表情だけで考えていることを読み取ったのか、彼女は怒ったような心配したような複雑な顔で、医務室に行くよう促してきた。


「とりあえず熱を測ってきてください。今から上がるかもしれないから、そのあとすぐ早退届を出して、帰ってゆっくり休むんですよ!明日は絶対有休をとること。いいですね?」


こういうとき女性は頼もしいと思う。うろたえるばかりの男とは違うのだ。主語を大きく括ってみたけれど、自分だけかもしれないな、と思って苦笑する。


「……これ風邪ですかね。俺、体調崩すの何年ぶりだろう。思い出せないほどもうずっと前なので熱がある自覚もなかったです」
「疲れによる熱かも。どっちにしろ最近忙しかったし、働きすぎですよ。これを機にゆっくりリフレッシュするのもいいじゃないですか」
「うん、そうですね。そうします」


その後、言われたとおり医務室で熱を測ってみたら、38.5あった。仕方がないので帰りはタクシーを使った。熱なんか出すと柄にもなく心細くなって、一刻も早く美琴に会って安心したい気持ちになる。


勝手な話だ。自分は彼女の憂鬱や悩みを解消してあげることができないくせに、彼女に癒されたいと強く思っていて、今もその存在に救われている。







いってらっしゃい、と送り出してくれて、おかえり、と迎えてくれる存在がいることがこんなに幸せだということを、美琴を監禁するまですっかり忘れていた。


かつてカナタに同じ言葉をかけてくれた人間は、ナオキと施設の人たちだけだ。そのどちらの存在も、子供の自分にとっては間違いなく救いだった。ただ、さらに特別なものがこの世界にはあったのだった。世界でたったひとりだけ、心から愛した女性の言葉。


『おかえり』


家に帰ると美琴がいる。自分の帰りを待っている。


その事実があれば一日を生きられた。美琴がカナタを待つ理由、それがたとえただの空腹でも、排泄でも、愛に見せかけたなにかでも、そんなのどうでもよかった。


帰り道はいつも胸が躍り、はやる気持ちを抑えきれない。

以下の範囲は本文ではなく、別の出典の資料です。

PR #150, opened 2021-05-20
Test gripnet

pz-white:
### Description
- Add gripnet test case
- Fix check_transform issue raised by rdkit version
- Update gripnet example and now the data can be automatically get from pykale/data instead downloading mannually

### Status
**Ready**

### Types of changes


pz-white:
The GripNet test case is compact as I re-wrote the data construction and now the processed data has been put on pykale/data.

tests/prepdata/test_chem_transform.py
```diff
@@ -3,7 +3,7 @@
 
 def test_chem_wrong_smiles():
```
haipinglu, line 4: Are you sure that no assertion is needed for this test?

haipinglu (approved):

PR #1887, opened 2021-01-28
feat: Documentation and CI of support for NVIDIA A100's and Google A2 instances

mackrorysd:
## Description

Adds some CI coverage for the CUDA 11 images that were recently published in connection with the upgrades to PyTorch and TensorFlow.

## Test Plan

Ran the relevant tests here: https://app.circleci.com/pipelines/github/determined-ai/determined/9339/workflows/5afe5b24-3061-4508-88f1-f31037cf1c24.

## Commentary (optional)

A couple of things to note:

今もそうだ。仕事で疲れたり、熱を出したり、そうやって外でふらふらになったとき、自分が帰る場所は美琴のいるところなのだと思う。


美琴はカナタを好きだと言ったとき、頬を赤らめて、それは幸せそうなはにかんだ顔をしていた。


一方で自分はどうだろう。


毎日抱きしめるたび、このまま締め殺してしまいたいと思う。彼女を完全に手に入れるために。その思いをもしも打ち明けたら、猟奇的だとか、病的だとか、あらゆる言葉で他人は非難するだろう。でもカナタにとっては違うのだ。この感情の行き着く先は、確実に崇高な深い愛である。だから、なおさらたちが悪い。